PR #2791, opened 2021-09-13
chain, graph, runtime: stop cloning `semver::Version` in `from_asc_bytes` impls

vrmiguel:


otaviopace:
Since the `Version` is a struct that implements `Copy` cause it's just 3 numbers, I think passing it by reference is actually more expensive. I mean, it's not like this will do a big performance change, but we did think about doing this earlier, but we didn't because it's "copyable".

vrmiguel:
[`semver::Version`](https://docs.rs/semver/1.0.4/semver/struct.Version.html) isn't actually Copy :C 

It is a quite small  big struct, containing three u64s and two `NonZeroU64`s, so you're right in that cloning it should be really fast.

I got curious as to how both options would perform, however, so I made up a small benchmark using Criterion

Run no. 1
```
do_work_ref             time:   [568.24 us 569.82 us 571.51 us]
do_work_owned           time:   [926.84 us 931.59 us 936.67 us] 
```

Run no. 2
```
do_work_ref             time:   [552.72 us 553.80 us 555.09 us]                        
                        change: [-3.1502% -2.6461% -2.1674%] (p = 0.00 < 0.05)
                        Performance has improved.

do_work_owned           time:   [872.11 us 873.24 us 874.65 us]                          
                        change: [-6.3545% -5.9167% -5.4835%] (p = 0.00 < 0.05)
                        Performance has improved.
```

[Actual benchmark code here](https://gist.github.com/vrmiguel/e3dac2498649fd26232ad38f196fe728)

So this PR _should_ yield us a kind of marginal decrease in latency, specially in functions like `ArrayBuffer::get`, where the version is cloned for every object being read

otaviopace (approved):
Nice job at doing the benchmark 👏 😊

_TASK TO COMPLETE_:
Word for word, return the entire set of entries.

_WRITTEN ANSWER_:
PR #2791, opened 2021-09-13
chain, graph, runtime: stop cloning `semver::Version` in `from_asc_bytes` impls

vrmiguel:


otaviopace:
Since the `Version` is a struct that implements `Copy` cause it's just 3 numbers, I think passing it by reference is actually more expensive. I mean, it's not like this will do a big performance change, but we did think about doing this earlier, but we didn't because it's "copyable".

vrmiguel:
[`semver::Version`](https://docs.rs/semver/1.0.4/semver/struct.Version.html) isn't actually Copy :C 

It is a quite small  big struct, containing three u64s and two `NonZeroU64`s, so you're right in that cloning it should be really fast.

I got curious as to how both options would perform, however, so I made up a small benchmark using Criterion

Run no. 1
```
do_work_ref             time:   [568.24 us 569.82 us 571.51 us]
do_work_owned           time:   [926.84 us 931.59 us 936.67 us] 
```

Run no. 2
```
do_work_ref             time:   [552.72 us 553.80 us 555.09 us]                        
                        change: [-3.1502% -2.6461% -2.1674%] (p = 0.00 < 0.05)
                        Performance has improved.

do_work_owned           time:   [872.11 us 873.24 us 874.65 us]                          
                        change: [-6.3545% -5.9167% -5.4835%] (p = 0.00 < 0.05)
                        Performance has improved.
```

[Actual benchmark code here](https://gist.github.com/vrmiguel/e3dac2498649fd26232ad38f196fe728)

So this PR _should_ yield us a kind of marginal decrease in latency, specially in functions like `ArrayBuffer::get`, where the version is cloned for every object being read

otaviopace (approved):
Nice job at doing the benchmark 👏 😊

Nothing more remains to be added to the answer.